XBI weekly candlestick chart

XBI monthly candlestick chart (Finviz)

Over the last few weeks, biotech companies have made an impressive move off of their bottom. XBI appears as though it is likely to retest the $90s in the near term.

XBI weekly candlestick chart

XBI weekly candlestick chart (Finviz)

This has been a strong relative move versus the broader market. Over the last month, XBI is up around 25 percent, while the broader market is down around two percent. Further, the vast majority of days were positive. So far in July, XBI only had one red trading day.

XBI versus the S&P 500

XBI versus the S&P 500 (Yahoo! Finance)

I believe the biotech industry became substantially undervalued last quarter, and that this is just the start of a new season of outperformance. Beyond mere valuation, it appears likely that larger pharmaceutical companies will show up and acquire small prospective companies, as well as their technology.

There has already been a start to such M&A activity. For example, in June, Bristol Myers Squibb (BMY) recently announced that it would acquire Turning Point Therapeutics (NASDAQ: TPTX), a precision oncology company, for $76 per share. Similarly, in May, Pfizer (PFE) agreed to acquire Biohaven (BHVN), maker of the migraine drug Nurtec, for $148.50 per share. Also in May, GSK (GSK) agreed to acquire Affinivax, a clinical-stage biopharmaceutical company, for a $2.1 billion upfront payment and up to $1.2 billion in potential development milestones.

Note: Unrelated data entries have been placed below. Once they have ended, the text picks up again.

PR #706, opened 2022-07-20
Adding support for /Zc:strictStrings

jasonsandlin:
from https://docs.microsoft.com/en-us/cpp/build/reference/zc-strictstrings-disable-string-literal-type-conversion?view=msvc-170

If /Zc:strictStrings is specified, the compiler enforces the standard C++ const qualifications for string literals, as type 'array of const char' or 'array of const wchar_t', depending on the declaration. String literals are immutable, and an attempt to modify the contents of one results in an access violation error at run time. You must declare a string pointer as const to initialize it by using a string literal, or use an explicit const_cast to initialize a non-const pointer.


jplafonta (approved):
:shipit:

PR #714, opened 2022-09-10
Use okhttp for websockets on android

v-davwes:
On android, libHttpClient's websockets don't work in environments that require the use of proxies. To enable that, this switches the implementation for android from websocketpp to okhttp since it works well with the android OS proxy configuration and is already being used for regular http requests.

The changes are pretty big but there's 3 main components to them:

1. `okhttp_websocket_impl` implements the "perform" callbacks, maintains the java websocket's state on the native side, and schedules the needed asynchronous work
2. The `HttpClientWebSocket` java class is the glue code between the native interface and OkHttp and is mainly there to reduce the dependencies that would need to be resolved if OkHttp was used directly
3. The `HttpClientWebSocket` native class is a helper class that contains all the JNI related logic and provides an interface for `okhttp_websocket_impl` to make calls to the `HttpClientWebSocket` java class (and indirectly to OkHttp)

### DIFF
--- a/Build/libHttpClient.Android/src/main/java/com/xbox/httpclient/HttpClientWebSocket.java
+++ b/Build/libHttpClient.Android/src/main/java/com/xbox/httpclient/HttpClientWebSocket.java
@@ -1,0 +1,94 @@
+package com.xbox.httpclient;
+
+import java.nio.ByteBuffer;
+
+import okhttp3.Headers;
+import okhttp3.OkHttpClient;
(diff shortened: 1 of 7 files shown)


jasonsandlin:
Thanks.  We'll review soon

SahilAshar:
Note to self: update the build.gradles and remove all OpenSSL references.

SahilAshar (approved):

Issue #646, opened 2021-08-06
📦 Package lists can be too long and outdated


jefftriplett:
Twitter feedback via https://twitter.com/JackDLinke/status/1423748550962434055 and https://twitter.com/JackDLinke/status/1423750797247094790

> Is there a plan for filtering/user options? Several of the bigger grids have a bunch of packages that are python2-only, which I would prefer never to see. Same with packages that haven't seen updates in a decade. Hiding those by default would reduce load significantly.

----

> Maybe the forms grid? I think it's one of the largest on the front page.

> https://djangopackages.org/grids/g/forms/

> ~92 packages listed, and MANY of those are VERY out of date or do not seem to have python 3 support.

----

This feels related to https://github.com/djangopackages/djangopackages/pull/537

gabrielolnunes:
Hi @jefftriplett, if you agree with that I can give a try implementing a filter section with a checkbox for **Python 3**.

jefftriplett:
Sounds great. 👍

jefftriplett:
Partially fixed in #719. 

Overall, we need a bit more work with the new `package.Package.pypi_*` fields to help score the packages to see if they are relevant. 

We should penalize packages that have been depreciated from another package.

jefftriplett:
## Audit (March 2025)

Significant progress has been made since this was filed:

### What's been fixed
- **10-package default cap** on grid detail pages with a "View All" link
- **Deprecated/archived packages are excluded** from grids via `Package.objects.active()`
- **Score-based filtering** removes packages below `PACKAGE_SCORE_MIN`
- **Search, sort, and "Stable" filter** available on grid pages
- Forms grid is down slightly from ~92 to 89 packages

### Remaining gaps
- **No "recently active" filter** to hide packages with no updates in N years
- **No visual indicator in grids** for stale-but-not-deprecated packages — the deprecation banner only shows on individual package detail pages
- Large grids still exist (Admin Interface: 127, Forms: 89, NoSQL: 65, Blog: 57) though the 10-package cap mitigates the UX issue

jefftriplett:
I think this is taken care of with our recept redesign.

PR #719, opened 2021-09-25
Issue/646 - Add filters to Grid

gabrielolnunes:
Adds two filters to grid: **python3** and **stable**.
Refers to: #646

**Changelog:**
- Add filter section in the grid template.
- Add JS to handle query strings, filter change and redirect.
- Add filter variant to the cache template tag.
- Add CSS to render the filter section.
- Add filter to grid detail view.
- Add filter whitelist to prevent cache overflow.
- Serialize sorted filters to prevent cache duplication.

**Important Note:**

With those 2 filters, the total of different templates rendered for each grid increases up to four, one for each possible filter combination.

Using the Authentication grid as an example:
1. `python3=False` and `stable=False` - *all = 117 (current)*
2. `python3=True` and `stable=False` - *python3 = 67 (+57%)*
2. `python3=True` and `stable=True` - *stable python3 = 41 (+35%)*
2. `python3=False` and `stable=True` - *stable = 44 (+38%)*

As a result, the **grid template cache might increase up to 130%**.

### DIFF
--- a/grid/views.py
+++ b/grid/views.py
@@ -1,5 +1,7 @@
 """views for the :mod:`grid` app"""
 
+import json
+
 from django.conf import settings
 from django.contrib.auth.decorators import login_required, permission_required
 from django.contrib import messages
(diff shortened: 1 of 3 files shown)


jefftriplett:
@gabrielolnunes this is great. I might need some time to verify that we don't have any caching issues in production before I can merge it. I think that might be a lingering issue.

jefftriplett:
@gabrielolnunes I'd like to update the UI in the future, but this takes the edge off. Thank you again.

Issue #728, opened 2021-10-01
Fix 409 Git Repository is empty.


jefftriplett:
Occasionally a package gets moved or deleted we get a 409 error from github in our logs when the`manage.py package_updater` command is run. 

```
For dwangoapp, <class 'github3.models.GitHubError'>: 409 Git Repository is empty.
```

We should archive these and maybe log a reason so that we can stop checking GH every day for updates. They should also be removed from Grids and possible Search too if we can't locate where they went.

kishan3:
Hi, @jefftriplett I would like to understand which part of the project I should check for this.

jefftriplett:
@kishan3 thanks for the following up. We can use Python logging (should already be imported) and use `logger.error("some meaningful message here")` to log a reasonable error message. 

We can probably add an `active  = BooleanField(default to true)` and toggle it to False when we run into this 409.  

I'll think about this some more and I might do a quick follow up PR because that active bit is going to touch a lot of places.

kishan3:
Thanks, @jefftriplett I created a basic PR You can advise if I need to do something more for this.

jefftriplett:
Fixed in #733

PR #733, opened 2021-10-03
Log a meaningful error message instead of raising an exception.

kishan3:
This should help in addressing #728

### DIFF
--- a/package/management/commands/package_updater.py
+++ b/package/management/commands/package_updater.py
@@ -47,6 +47,7 @@ class Command(BaseCommand):
                     package.fetch_commits()
                 except Exception as e:
                     logger.error(f"Error while fetching package details for {package.title}.")
+                    raise PackageUpdaterException(e, package.title)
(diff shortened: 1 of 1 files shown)


package/management/commands/package_updater.py
```diff
@@ -46,7 +46,7 @@ def handle(self, *args, **options):
                     package.fetch_metadata(fetch_pypi=False)
                     package.fetch_commits()
                 except Exception as e:
-                    raise PackageUpdaterException(e, package.title)
+                    logger.error(f"Error while fetching package details for {package.title}.")
```
jefftriplett, line 49:
```suggestion
                    logger.error(f"Error while fetching package details for {package.title}.")
                    raise PackageUpdaterException(e, package.title)
```

jefftriplett:
@kishan3 thanks for the PR. I made one small change so we could keep the custom exception. thank you again (I still plan to update the first ticket, but just juggling family today)

PR #753, opened 2021-10-29
:fire: Removes dj-pagination

### LINKED ISSUE #749: Modernise tables / dj-pagination is archived
I was looking at some of the other dependencies of the project and noticed that dj-pagination had been [archived](https://github.com/pydanny/dj-pagination).

I'm assuming the project would therefore like to try and remove reliance on this package?

The package is used in a couple of [templates](https://github.com/djangopackages/djangopackages/blob/506184070e37bdcfad5658d8a1579f03db2593aa/templates/package/category.html#L54). I have had a look at what it would take to move to Django's own `Paginator` and this looks simple enough. However it is used in conjunction with `webstack-django-sorting` (wds) which enables you to click on the table headers to sort the data.

Unfortunately the package [doesn't work](https://github.com/webstack/webstack-django-sorting/issues/12) with Django's Paginator. So the complexity here is much higher than "just" a Paginator.

So I guess there are few options:

- Leave things alone until there is an incompatibility with Django (I've had a PR merged to wds to add Django 4.0 support)

- Use Django Paginator, drop the sort feature

- use Django Paginator, roll our own sort feature

- Use another package, `django-tables2` seems to do what we need, it looks like it covers the features of both of the above packages and seems to be well maintained (release on PyPI already declares django 4.0 and py 3.10 support)

https://github.com/jieter/django-tables2

What are your thoughts, there are certainly things I am missing, but to me it feels like Django-tables2 is the front runner here. Not sure what a patch to include it would actually look like though but feels like it is worth investigating. 

On mobile apologies for poor spelling/ grammar etc

jefftriplett:
Fixes #749

- [ ] fix pagination in `category.html` 
- [ ] fix pagination in `python3_list.html`


jefftriplett:
Closing. This is so outdated, it's better to take a fresh approach to it.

XBI is a modified equal weighted ETF with about 157 holdings, though that number may change due to issues such as being acquired, among others. No company usually makes up more than two percent of the fund. Below are the current top 10 holdings.

XBI top 10 holdings

XBI top 10 holdings (State Street XBI fact sheet)

XBI’s equal weighting makes it less susceptible to individual equity movements, whether to the upside or downside. Also, not being market weighted makes the fund considerably less correlated to the broader market, as well as the broader pharmaceutical industry and health care sector.

Conclusion

I believe XBI’s recent momentum is likely to continue through this quarter, and possibly continue for an extended duration. It appears as though there may be some resistance at around $90 per share, but also that there is strong support in the low $80s and high $70s.

XBI has substantially outperformed the broader market over the last month. The ETF appeared to reach a capitulatory bottom last quarter, when it touched low valuations it last realized in the spring of 2020. Since making that apparent bottom, XBI’s strength is a sign of investor accumulation, as well as the heating up of M&A activity within the industry. I expect that both the trends of increased biotech pricing and increased acquisition activity are likely to continue in the near term.